Segment Start: Data to process

PR #2875, opened 2021-01-26
Add Keyma.sh

CameronCT:
Due to last pull request the version has been changed to 1.0.0 and the service name matches the folder contents and here is the screenshot of viewing a profile page.

Capture

### DIFF
--- a/websites/K/Keymash/presence.ts
+++ b/websites/K/Keymash/presence.ts
@@ -1,0 +1,58 @@
+const presence = new Presence({
+  clientId: "719415069460529163"
+});
+
+presence.on("UpdateData", () => {
+  const
+    presenceData: PresenceData = {
+      details: "Here",
+      largeImageKey: "logo"
+    },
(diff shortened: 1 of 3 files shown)


Bas950 (dismissed):

websites/K/Keymash/presence.ts
```diff
@@ -0,0 +1,58 @@
+const presence = new Presence({
+  clientId: "719415069460529163"
+});
+
+presence.on("UpdateData", () => {
+  const
+    presenceData: PresenceData = {
+      details: "Here",
```
ririxidev, line 8: for what reason you set details?

ririxidev (changes requested):

websites/K/Keymash/presence.ts
CameronCT: I pushed a change to resolve that.

ririxidev (approved):

Bas950 (approved):

PR #2876, opened 2021-01-26
Updated of kanishiel.com and gunivers.net

fantomitechno:
I know that these have just been accepted but I added a few thing : small images for the precence and privacy option 

**Proof that the changes work :**

*For gunivers :*
I added this little image when you are on the workspace
image

I also forget to add the presence when your looking for a user on the main website
image

I added a privacy mode that remove all the presence and set your status the same everywhere
image

*For kanishiel :* 
I added images for the dashboard 
image
And for the werewolves roles 
image

I added two type of privacy : one which hide the server you're editing 
image
And an other that remove all the presence and set your status the same everywhere
image

Oh and for gunivers, I have registered the url status.gunivers.net but after I speak about this presence with the website owner, he move it to another website so I removed it.

### DIFF
--- a/websites/G/Gunivers/dist/metadata.json
+++ b/websites/G/Gunivers/dist/metadata.json
@@ -6,7 +6,6 @@
     },
     "url": [
       "gunivers.net",
-      "status.gunivers.net",
       "project.gunivers.net"
     ],
     "description": {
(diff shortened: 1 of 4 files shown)


Bas950 (changes requested):
bump version

fantomitechno:
oh i forgot for gunivers

Bas950 (approved):
bump version

ririxidev (approved):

Segment End: Data to process

▶ **Problem statement**
Copy each line from the records above that includes the string "metadata".

▶ **Result of this task**
--- a/websites/G/Gunivers/dist/metadata.json
+++ b/websites/G/Gunivers/dist/metadata.json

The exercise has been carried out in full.